Your task: Look through the entries. Copy each line that has the word "HashMap".

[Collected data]
PR #363, opened 2019-11-26
Add shared config to canopy

dnewh:
Adds shared config to canopy. This can be used for configuration such as the splinter endpoint that should be used by various saplings. This config is intended to be set and accessed in a similar way to the userSaplings and loginRegister configurations but it should contain more general specifications.


zapplebee:
LGTM

PR #367, opened 2019-12-04
Biome login route

eloaverona:
This PR implements a login route for biome. When it a client sends a request to the route with the payload:
```json
{ 
    "username": "my_username",
    "hashed_password": "D3912FA5639A37367C15814367069FE7798CFAF6"
}
```
 - The route handler verifies that username exists
 - Verifies that the password provided is correct
 - Issues a JWT token that the client can use to access other protected routes and the server will use to verify that the users have the permission to access such routes
- Returns the user_id and jwt token in the payload:
```json 
{
    "message": "Successful login",
    "token": "eyJ0eXAiOiJKV1QiLCJhbGciOiJIUzI1NiJ9.eyJ1c2VyX2lkIjoiYzlhNTM0MjEtZTUzOS00NDMyLTkyYjktMTAzNTI5M2FkZWVlIiwiaXNzIjoic2VsZi1pc3N1ZWQiLCJleHAiOjE1NzU0MTk4Mjh9.97n-gSCjBTE7lcVNhkDt6WNL3-x_Z8VLz5fLfn8uCH8",
    "user_id": "c9a53421-e539-4432-92b9-1035293adeee"
}
```

To support that this PR implements:
- An API to pass configuration options for BiomeRestResources, such as how long the JWT access tokens should last and what the issuer field of the token payload should be set to.  
- A basic Biome API to manage server side secrets 
- A basic Biome API to issue JWT tokens
- A method to verify JWT tokens

### DIFF
--- a/libsplinter/src/biome/credentials/mod.rs
+++ b/libsplinter/src/biome/credentials/mod.rs
@@ -21,17 +21,23 @@ pub mod database;
 mod error;
 pub(in crate::biome) mod rest_resources;
 
-use bcrypt::{hash, DEFAULT_COST};
+use bcrypt::{hash, verify, DEFAULT_COST};
 
 use database::models::{NewUserCredentialsModel, UserCredentialsModel};
 
-pub use error::{CredentialsStoreError, UserCredentialsBuilderError};
+pub use error::{CredentialsStoreError, UserCredentialsBuilderError, UserCredentialsError};
 
 /// Represents crendentials used to authenticate a user
 pub struct UserCredentials {
     user_id: String,
     username: String,
     password: String,
+}
+
+impl UserCredentials {
+    pub fn verify_password(&self, password: &str) -> Result<bool, UserCredentialsError> {
+        Ok(verify(password, &self.password)?)
+    }
 }
 
 /// Builder for UsersCredential. It hashes the password upon build.
--- a/libsplinter/src/biome/credentials/mod.rs
+++ b/libsplinter/src/biome/credentials/mod.rs
@@ -21,11 +21,16 @@ pub mod database;
 mod error;
 pub(in crate::biome) mod rest_resources;
 
+use std::convert::TryFrom;
+
 use bcrypt::{hash, verify, DEFAULT_COST};
 
 use database::models::{NewUserCredentialsModel, UserCredentialsModel};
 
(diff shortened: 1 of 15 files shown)


libsplinter/src/biome/rest_api/mod.rs
```diff
@@ -62,6 +64,8 @@ pub struct BiomeRestResourceManager {
     // This is only used if the biome-credentials feature is enabled
     #[allow(dead_code)]
     user_store: Arc<SplinterUserStore>,
+    #[allow(dead_code)]
```
peterschwarz: What is the need for this?

eloaverona: For now, that field is only used when the biome-credentials feature is enabled. So you get a lint warning when that feature is not enabled.

libsplinter/src/biome/credentials/mod.rs
```diff
@@ -21,11 +21,11 @@ pub mod database;
 mod error;
 pub(in crate::biome) mod rest_resources;
 
-use bcrypt::{hash, DEFAULT_COST};
```
RyanLassigBanks: The default cost for bycrpt is pretty high and can cause login to appear to hang for a while, you might want to consider lowering it or making it configurable.

eloaverona: I added a commit to make the hash cost configurable

libsplinter/src/biome/rest_api/mod.rs
eloaverona: I added a comment on the dead_code warning. I thought it would be better not conditionally compile that because that field is one I think other features will use once they are implemented. And I did not want to imply that that field should only be used for credentials feature

libsplinter/src/biome/secrets/auto_secret_manager.rs
```diff
@@ -0,0 +1,50 @@
...
+// distributed under the License is distributed on an "AS IS" BASIS,
+// WITHOUT WARRANTIES OR CONDITIONS OF ANY KIND, either express or implied.
+// See the License for the specific language governing permissions and
+// limitations under the License.
+
+use rand::{distributions::Alphanumeric, Rng};
+
+use super::{SecretManager, SecretManagerError};
+
+const SECRET_LENGHT: usize = 64;
```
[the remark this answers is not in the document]
eloaverona: Fixed

PR #368, opened 2019-12-04
Node registry validation

ltseeley:
- Update the definition of a `Node` in the node registry to have required `endpoint` and `display_name` fields
- Update the YAML node registry to verify that all nodes' required fields are not empty
- Update the YAML node registry to verify that all node identities and endpoints are unique
- Change `NodeRegistry.update_node` to take a new node definition rather than just updated fields

### DIFF
--- a/libsplinter/src/node_registry/error.rs
+++ b/libsplinter/src/node_registry/error.rs
@@ -70,6 +70,7 @@ pub enum InvalidNodeError {
     EmptyEndpoint,
     EmptyIdentity,
     EmptyDisplayName,
+    InvalidIdentity(String, String), // (identity, message)
 }
 
 impl Error for InvalidNodeError {
@@ -80,6 +81,7 @@ impl Error for InvalidNodeError {
             InvalidNodeError::EmptyEndpoint => None,
             InvalidNodeError::EmptyIdentity => None,
             InvalidNodeError::EmptyDisplayName => None,
+            InvalidNodeError::InvalidIdentity(..) => None,
         }
     }
 }
@@ -97,6 +99,9 @@ impl fmt::Display for InvalidNodeError {
             InvalidNodeError::EmptyIdentity => write!(f, "node must have non-empty identity"),
             InvalidNodeError::EmptyDisplayName => {
                 write!(f, "node must have non-empty display_name")
+            }
+            InvalidNodeError::InvalidIdentity(identity, msg) => {
+                write!(f, "identity {} is invalid: {}", identity, msg)
             }
         }
     }
--- a/libsplinter/src/node_registry/error.rs
+++ b/libsplinter/src/node_registry/error.rs
@@ -19,9 +19,7 @@ use std::fmt;
 pub enum NodeRegistryError {
     /// This error is returned when a node is not found.
     NotFoundError(String),
-    /// This error is returned when the user attempts to create a node with an identity that
-    /// already exists.
-    DuplicateNodeError(String),
+    InvalidNode(InvalidNodeError),
     /// This error is returned when an internal error occurred
     InternalError(Box<dyn Error + Send>),
     /// This error is returned when the user cannot create a node in the registry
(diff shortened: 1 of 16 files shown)


libsplinter/src/node_registry/error.rs
```diff
@@ -75,6 +75,7 @@ pub enum InvalidNodeError {
     EmptyEndpoint,
     EmptyIdentity,
     EmptyDisplayName,
+    InvalidIdentity(String, String), // (identity, msg)
```
peterschwarz: Should this be more general? Like `InvalidUpdate`?

ltseeley: This is general in the context of the `InvalidNodeError`. An `InvalidUpdate` variant would not be appropriate since this error type is used for non-update actions as well.

libsplinter/src/node_registry/mod.rs
```diff
@@ -137,12 +132,8 @@ where
         (**self).add_node(node)
     }
 
-    fn update_node(
-        &self,
-        identity: &str,
-        updates: HashMap<String, String>,
-    ) -> Result<(), NodeRegistryError> {
-        (**self).update_node(identity, updates)
+    fn update_node(&self, identity: &str, node: Node) -> Result<(), NodeRegistryError> {
```
peterschwarz: If you're passing the node to this API, do you still need to pass identity?  Then you wouldn't need the error for identity mismatch.

libsplinter/src/node_registry/mod.rs
```diff
@@ -21,9 +21,9 @@ use std::collections::HashMap;
 
 #[derive(Debug, Serialize, Deserialize, Clone, PartialEq)]
 pub struct Node {
-    /// The Splinter identity of the node.
```
peterschwarz: As these are public fields, you should keep and update the doc comments, not remove them.

ltseeley: Fixed

libsplinter/src/node_registry/mod.rs
ltseeley: Updated to add/update nodes in the registry using a single `add_or_update_node` method. The REST endpoints have been updated accordingly, with the update endpoint returning an error if the identity of the node is changed.

libsplinter/src/node_registry/mod.rs
```diff
@@ -123,29 +123,13 @@ pub trait NodeRegistryReader: Send + Sync {
...
-    ///
-    ///  * `identity` - The Splinter identity of the node.
-    ///  * `updates` - A map containing the updated properties.
-    ///
-    fn update_node(
-        &self,
-        identity: &str,
-        updates: HashMap<String, String>,
-    ) -> Result<(), NodeRegistryError>;
+    fn add_or_update_node(&self, node: Node) -> Result<(), NodeRegistryError>;
```
peterschwarz: Why not just `set_node` or `insert_node` (`insert` being the name of this sort of method on `HashMap`, which does the equivalent)

libsplinter/src/node_registry/yaml/mod.rs
```diff
@@ -117,11 +116,14 @@ impl NodeRegistryReader for YamlNodeRegistry {
...
 
 impl NodeRegistryWriter for YamlNodeRegistry {
-    fn add_node(&self, node: Node) -> Result<(), NodeRegistryError> {
+    fn add_or_update_node(&self, node: Node) -> Result<(), NodeRegistryError> {
         let mut nodes = self
             .get_cached_nodes()
             .map_err(|err| NodeRegistryError::InternalError(Box::new(err)))?;
 
+        // If a node with the same identity already exists, remove it
+        nodes.retain(|existing_node| existing_node.identity != node.identity);
```
peterschwarz: Shouldn't this be done after the validation?

libsplinter/src/node_registry/mod.rs
ltseeley: `insert_node` is much better; updated to that.

libsplinter/src/node_registry/yaml/mod.rs
ltseeley: Good catch; fixed.

ltseeley: Actually, no; when checking for uniqueness of the node's endpoint, we don't want to be comparing the node against itself. Removing the node from this vec has no consequences if the method returns early, because it's just a cache that only gets written at the end of the method.

peterschwarz: You can at least validate that the incoming node is valid before removing the old node from the cache.

ltseeley: Moved the field validation before removing the node from the cache.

Response area:
-        updates: HashMap<String, String>,
@@ -21,9 +21,9 @@ use std::collections::HashMap;
-        updates: HashMap<String, String>,
peterschwarz: Why not just `set_node` or `insert_node` (`insert` being the name of this sort of method on `HashMap`, which does the equivalent)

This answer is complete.